Big Data: Heterogeneous Methods for Heterogeneous Data?



Anastasia Ushakova


Teaching Fellow (Postdoc Tutor) - University of Edinburgh

Abstract: The fact that we are living in the age of data is not new to anyone. However, rarely do we come across a complete and inclusive understanding of what contributes to data heterogeneity and how this impacts data collection in the era of big data. The tendency is to assume that forms of big data are more or less alike: volumous, relational, variable, and exhaustive. While the data may often be not hard to access, how do we collect ‘good’ data? How can we learn data generation process of heterogeneous data better? Should we forget everything we know and start from scratch when approaching new forms of data? And as a consequence, how can we teach these methods given such heterogeneity of data and research puzzles?

In my talk, I will present an example of big data by looking at residential energy consumption that arrives from smart meters. This complex time series data is novel but also highly valuable given current energy suitability goals and strategies both in the UK and Europe. The question I will be asking is how can we generate insights from this data and data of similar forms? How much emphasis should be given to the nature of data, how can we address heterogeneity in such data, and how can we teach to approach such data effectively to the new generation of applied data scientists that can tackle these challenges.

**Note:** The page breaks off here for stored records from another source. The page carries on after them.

PR #234, opened 2021-05-27
feat: support displaying location based on the url

tucker-weed:
**Description**

1. Adds support for displaying different location _weather_ data based on /<city_name> url query option. Primary Location is still utilized in some components on the frontend for data unrelated to _weather_.
2. Removed obsolete locations from the database.

### DIFF
--- a/app/controllers/pages_controller.rb
+++ b/app/controllers/pages_controller.rb
@@ -1,4 +1,9 @@
 class PagesController < ApplicationController
   def index
+    if !params[:city_name]
+      redirect_to "/#{ENV['PRIMARY_CITY_NAME']}"
+    elsif Location.where(city_name: params[:city_name]).empty?
+      raise RoutingError, 'Not Found'
+    end
   end
 end
--- a/app/graphql/types/query_type.rb
+++ b/app/graphql/types/query_type.rb
@@ -3,9 +3,21 @@ class Types::QueryType < Types::BaseObject
     description "MojoTech office locations"
   end
 
+  field :location, Types::LocationType do
+    description "Target location to receive updates"
+    argument :city_name, String, "City name of location", required: true
+  end
+
   def locations
     Rails.cache.fetch('locations-response', expires_in: 15.minutes) do
       Location.all
+    end
+  end
+
+  def location(options = {})
+    city_name = options[:city_name]
+    Rails.cache.fetch('location-response', expires_in: 15.minutes) do
+      Location.where(city_name: city_name).first
     end
   end
 
--- a/app/javascript/components/app.jsx
+++ b/app/javascript/components/app.jsx
@@ -1,5 +1,6 @@
 import 'regenerator-runtime/runtime';
 import React from 'react';
+import { BrowserRouter as Router, Switch, Route } from 'react-router-dom';
 import { ApolloClient } from 'apollo-client';
 import { ApolloProvider } from 'react-apollo';
 import { ApolloLink } from 'apollo-link';
@@ -75,7 +76,19 @@ const client = new ApolloClient({
 const App = () => (
   <ApolloProvider client={client}>
     <GlobalStyle />
-    <WidgetController client={client} />
+    <Router>
+      <Switch>
+        <Route
+          path="/:city_name"
+          component={routeProps => (
+            <WidgetController
+              client={client}
+              cityName={routeProps.match.params.city_name}
+            />
+          )}
+        />
+      </Switch>
+    </Router>
   </ApolloProvider>
 );
 export default App;
--- a/app/javascript/components/get-weather-query.jsx
+++ b/app/javascript/components/get-weather-query.jsx
@@ -6,21 +6,22 @@ import { assocPath } from 'ramda';
 import SunriseSunset from '@weather/sunrise-sunset';
 
 /* eslint-disable graphql/template-strings */
-const getPrimaryLocationWeather = (WeatherFrag, queryName) => gql`
-  {
-    primaryLocation {
-      latitude
-      longitude
-      ...SunriseSunsetLocation
-      weather {
-        ...${queryName}
-      }
+const getLocationWeather = (WeatherFrag, queryName) => gql`
+query getLocationWeather($cityName: String!) {
+  location(cityName: $cityName) {
+    latitude
+    longitude
+    ...SunriseSunsetLocation
+    weather {
+      ...${queryName}
     }
   }
+}
 
-  ${SunriseSunset.fragments.location}
-  ${WeatherFrag}
+${SunriseSunset.fragments.location}
+${WeatherFrag}
 `;
+
 /* eslint-enable graphql/template-strings */
 
 /* eslint-disable graphql/template-strings */
@@ -41,8 +42,12 @@ export const WeatherQuery = ({
   DisconnectedMessage,
   WeatherFrag,
   queryName,
+  cityName,
 }) => (
-  <Query query={getPrimaryLocationWeather(WeatherFrag, queryName)}>
+  <Query
+    query={getLocationWeather(WeatherFrag, queryName)}
+    variables={{ cityName }}
+  >
     {({ loading, error, data, subscribeToMore }) => {
       if (loading) {
         return <LoadingMessage />;
@@ -53,13 +58,13 @@ export const WeatherQuery = ({
       }
       return (
         <Subscription
-          primaryLocation={data.primaryLocation}
+          primaryLocation={data.location}
           subscribeToPublishedEvents={() =>
             subscribeToMore({
               document: subscribeWeatherPublished(WeatherFrag, queryName),
               variables: {
-                latitude: data.primaryLocation.latitude,
-                longitude: data.primaryLocation.longitude,
+                latitude: data.location.latitude,
+                longitude: data.location.longitude,
               },
               updateQuery: (prev, { subscriptionData }) => {
                 if (!subscriptionData.data) {
@@ -90,6 +95,7 @@ WeatherQuery.propTypes = {
     definitions: PropTypes.array.isRequired,
   }).isRequired,
   queryName: PropTypes.string.isRequired,
+  cityName: PropTypes.string.isRequired,
 };
 
 export default WeatherQuery;
--- a/app/javascript/components/top-corner-controller.jsx
+++ b/app/javascript/components/top-corner-controller.jsx
@@ -26,7 +26,7 @@ const Row = styled.div`
   margin-right: 100px;
 `;
 
-const TopCorner = ({ showWeather }) => {
+const TopCorner = ({ showWeather, cityName }) => {
   return (
     <div>
       <DateLogoRow>
@@ -36,8 +36,8 @@ const TopCorner = ({ showWeather }) => {
         <Logo />
       </IconWrapper>
       <Row>
-        <TimeHero />
-        {showWeather && <WeatherCorner />}
+        <TimeHero cityName={cityName} />
+        {showWeather && <WeatherCorner cityName={cityName} />}
       </Row>
     </div>
   );
@@ -45,5 +45,6 @@ const TopCorner = ({ showWeather }) => {
 
 TopCorner.propTypes = {
   showWeather: PropTypes.bool.isRequired,
+  cityName: PropTypes.string.isRequired,
 };
 export default TopCorner;
--- a/app/javascript/components/widget-controller.jsx
+++ b/app/javascript/components/widget-controller.jsx
@@ -13,8 +13,8 @@ import Weather from '@widgets/weather';
 import Traffic from '@widgets/traffic';
 
 const getWidgets = gql`
-  query getWidgets($id: Int!) {
-    primaryLocation {
+  query getWidgets($id: Int!, $cityName: String!) {
+    location(cityName: $cityName) {
       widgets {
         enabled {
           id
@@ -75,10 +75,14 @@ export class WidgetController extends React.Component {
         this.lastPrefetchTime < now - prefetchDelay
       ) {
         const { nextWidgetId } = this.state;
+        const { cityName } = this.props;
         this.lastPrefetchTime = now;
         client.query({
           query: getWidgets,
-          variables: { id: nextWidgetId },
+          variables: {
+            id: nextWidgetId,
+            cityName,
+          },
         });
       }
     }, 500);
@@ -160,12 +164,16 @@ export class WidgetController extends React.Component {
 
     const fetchPolicy = currentWidgetId === 0 ? 'network-only' : 'cache-first';
 
+    const { cityName } = this.props;
+
     return (
       <Query
         query={getWidgets}
-        variables={{ id: currentWidgetId }}
+        variables={{ id: currentWidgetId, cityName }}
         fetchPolicy={fetchPolicy}
-        onCompleted={({ primaryLocation: { widgets } }) => {
+        onCompleted={response => {
+          const { location } = response;
+          const { widgets } = location;
           const { enabled: enabledWidgets, byIdOrFirst: current } = widgets;
 
           const index = enabledWidgets.findIndex(w => w.id === current.id);
@@ -196,6 +204,7 @@ export class WidgetController extends React.Component {
                   showWeather={false}
                   totalTime={0}
                   isPaused={false}
+                  cityName={cityName}
                 />
               </Wrapper>
             );
@@ -215,14 +224,14 @@ export class WidgetController extends React.Component {
                   showWeather={false}
                   totalTime={0}
                   isPaused={false}
+                  cityName={cityName}
                 />
               </Wrapper>
             );
           }
 
-          const {
-            primaryLocation: { widgets },
-          } = data;
+          const { location } = data;
+          const { widgets } = location;
           const { enabled: enabledWidgets, byIdOrFirst: current } = widgets;
 
           const WidgetElement = widgetElements[current.name].Panel;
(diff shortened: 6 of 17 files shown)


app/graphql/types/query_type.rb
```diff
@@ -1,11 +1,16 @@
...
-  def locations
-    Rails.cache.fetch('locations-response', expires_in: 15.minutes) do
-      Location.all
+  def locations(city_name: nil)
+    if city_name
+      Location.all.select { |l| l.city_name == city_name }
+    else
+      Rails.cache.fetch('locations-response', expires_in: 15.minutes) do
+        Location.all
+      end
```
tucker-weed, line 13: Should I be wrapping `Location.all.select { |l| l.city_name == city_name }`with the Rails.cache.fetch as well?

app/controllers/pages_controller.rb
```diff
@@ -1,4 +1,6 @@
 class PagesController < ApplicationController
   def index
+    return if !params[:city_name] || Location.all.any? { |a| a.city_name == params[:city_name] }
+    raise RoutingError, 'Not Found'
```
cbarber, line 4: Stay positive. Generally speaking, prefer positive conditions over inverting conditions or reversing method return short circuits e.g.
`raise RoutingError, 'Not Found' if params[:city_name].empty? || ...`

In this case, I think we should probably hack in a `redirect_to ...` on empty param to the city_name of our PRIMARY_LOCATION to remove the need to handle primary location in our javascript code.

app/controllers/pages_controller.rb
```diff
@@ -1,4 +1,6 @@
 class PagesController < ApplicationController
   def index
+    return if !params[:city_name] || Location.all.any? { |a| a.city_name == params[:city_name] }
```
cbarber, line 3: With rails ActiveRecord, you have to be mindful when you potentially evaluate SQL queries with Enumerable methods: https://ruby-doc.org/core-2.5.1/Enumerable.html

If you're not sure, you can test it out in rails console first:
```
$ rails c 
irb(main):001:0> Location.all.any? { |a| a.city_name == "Providence" }
  Location Load (0.4ms)  SELECT "locations".* FROM "locations"
=> true
```

You can see above that we query all records from the locations table which means they are all loaded into memory, and then enumerated for the `city_name ==` condition. What want to do is only query what we need and nothing more with the ActiveRecord query methods:
https://api.rubyonrails.org/v5.2.3/classes/ActiveRecord/Relation.html#method-i-any-3F
https://api.rubyonrails.org/v5.2.3/classes/ActiveRecord/Relation.html#method-i-empty-3F
```
irb(main):002:0> Location.where(city_name: "Providence").any?
  Location Exists (0.7ms)  SELECT  1 AS one FROM "locations" WHERE "locations"."city_name" = ? LIMIT ?  [["city_name", "Providence"], ["LIMIT", 1]]
=> true
irb(main):003:0> Location.where(city_name: "Providence").empty?
  Location Exists (0.5ms)  SELECT  1 AS one FROM "locations" WHERE "locations"."city_name" = ? LIMIT ?  [["city_name", "Providence"], ["LIMIT", 1]]
=> false
```
Now we're only returning a single scalar from the database if there are rows and ActiveRecord checks the row count to give us the appropriate boolean result.

app/graphql/types/query_type.rb
```diff
@@ -1,11 +1,16 @@
...
     description "MojoTech office locations"
+    argument :city_name, String, "City name of location", required: false
   end
 
-  def locations
-    Rails.cache.fetch('locations-response', expires_in: 15.minutes) do
-      Location.all
+  def locations(city_name: nil)
+    if city_name
+      Location.all.select { |l| l.city_name == city_name }
```
cbarber, line 9: Same ActiveRecord performance improvement can made here with `find_by(...)`

app/graphql/types/query_type.rb
cbarber: Yes, but a probably a different key

app/graphql/types/query_type.rb
```diff
@@ -1,11 +1,16 @@
...
   field :locations, [Types::LocationType] do
     description "MojoTech office locations"
+    argument :city_name, String, "City name of location", required: false
   end
 
-  def locations
-    Rails.cache.fetch('locations-response', expires_in: 15.minutes) do
-      Location.all
+  def locations(city_name: nil)
+    if city_name
```
cbarber, line 8: I think this would be more accurately represented as a separate property in the schema `def location(city_name)` where city_name was not optional and we only ever return on location. Ideally, methods do just one thing.

app/javascript/components/app.jsx
```diff
@@ -71,10 +72,19 @@ const client = new ApolloClient({
...
+  return <WidgetController client={client} />;
+};
+
 const App = () => (
   <ApolloProvider client={client}>
     <GlobalStyle />
-    <WidgetController client={client} />
+    <Router>
+      <Switch>
+        <Route path="/" component={WidgetWindow} />
```
cbarber, line 84: I think we can omit this path, no? A missing city name isn't particularly useful to us since the plan is to do away with `PRIMARY_LOCATION` entirely.

app/javascript/components/get-weather-query.jsx
```diff
@@ -41,46 +59,61 @@ export const WeatherQuery = ({
...
   WeatherFrag,
   queryName,
-}) => (
-  <Query query={getPrimaryLocationWeather(WeatherFrag, queryName)}>
-    {({ loading, error, data, subscribeToMore }) => {
-      if (loading) {
-        return <LoadingMessage />;
+  location,
+}) => {
+  const cityName = location.pathname.substring(1);
```
cbarber, line 64: react-router passes props to its target component:
https://reactrouter.com/web/api/Route/route-props
https://reactrouter.com/web/api/match

You should be able to retrieve the matched `city_name` from the match prop. This will probably require passing this from WidgetWindow to WidgetController. Doing so would remove the need for the `withRouter` higher order component.

I think passing the `cityName` property directly will keep our queries independent of the url logic.

app/javascript/components/get-weather-query.jsx
```diff
@@ -41,46 +59,61 @@ export const WeatherQuery = ({
...
-              document: subscribeWeatherPublished(WeatherFrag, queryName),
-              variables: {
-                latitude: data.primaryLocation.latitude,
-                longitude: data.primaryLocation.longitude,
-              },
-              updateQuery: (prev, { subscriptionData }) => {
-                if (!subscriptionData.data) {
-                  return prev;
-                }
+      variables={isPrimary ? {} : { location: cityName }}
```
cbarber, line 73: Lets remove primary entirely.

db/seeds.rb
```diff
@@ -39,63 +39,64 @@
...
-  name: "Guests"
-) do |r|
-  r.enabled = false
-  r.duration_seconds = 20
-  r.position = 0
-  r.sidebar_text = 'Guests'
-  r.show_weather = false
-  r.location = primary_location
-end.save!
+Location.all.each do |location|
```
cbarber, line 42: Maybe we only do this for `Providence`, `Boulder`, and `San Diego`?

The other gotcha here is we can't `db:seed` the production database since it data already like events. We could use a migration to populate but that also doesn't feel right. I'm going to mull this over for a bit. I'm open to suggestions.

app/javascript/components/get-weather-query.jsx
tucker-weed: Are you referring to the useRouteMatch hook? I had trouble with that because I couldn't use it unless it nested in a functional component. Are you saying to reference match via props in the same way that location is referenced via props? Would I not need withRouter in that case?

app/javascript/components/app.jsx
tucker-weed: Should the "/" path return a 404 error then, and only URLs with a city attached to the slug are valid?

app/javascript/components/get-weather-query.jsx
cbarber: Nope. I mean `<Route ....` passes props to `component`, one of them is `match` which is based on the pattern(s) in the path. Try out:
```
const WidgetWindow = (props) => {
  console.log(props); // or you could: debugger;
  return <WidgetController client={client} />;
};
```

app/javascript/components/app.jsx
cbarber: It depends (TM).

I think the rails router should redirect `/` to `"/#{AppEnv['PRIMARY_LOCATION']}"`. This is to avoid `/` on the client side

I think the client side should skip handling `/` for now. Now the client side is agnostic of PRIMARY_LOCATION.

I'll add new tickets for:
* Client side route `/` should display some kind of prompt to select a location.
* Remove the server side redirect for `/`
* Remove PRIMARY_LOCATION
* :tada: the death of PRIMARY_LOCATION

db/seeds.rb
cbarber: It seems like seeds.rb is the only way to maintain the production database until we have an admin interface. I do think we can skip NYC and DC here since they're artifacts from an old design.

db/seeds.rb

Bio: I am a Teaching Fellow in Statistics at the University of Edinburgh (PPLS). I received my PhD from UCL where my thesis looked at big data analysis with applications to social science research questions. I mainly focussed on using data recorded by smart meters to assess users behavioural patterns. The motivation behind my work is to explore whether there is a potential for big data to inform public policy and decision making in energy sector. I am passionate about both development and application of statistical methods as well as promoting those to new generation of social science researchers.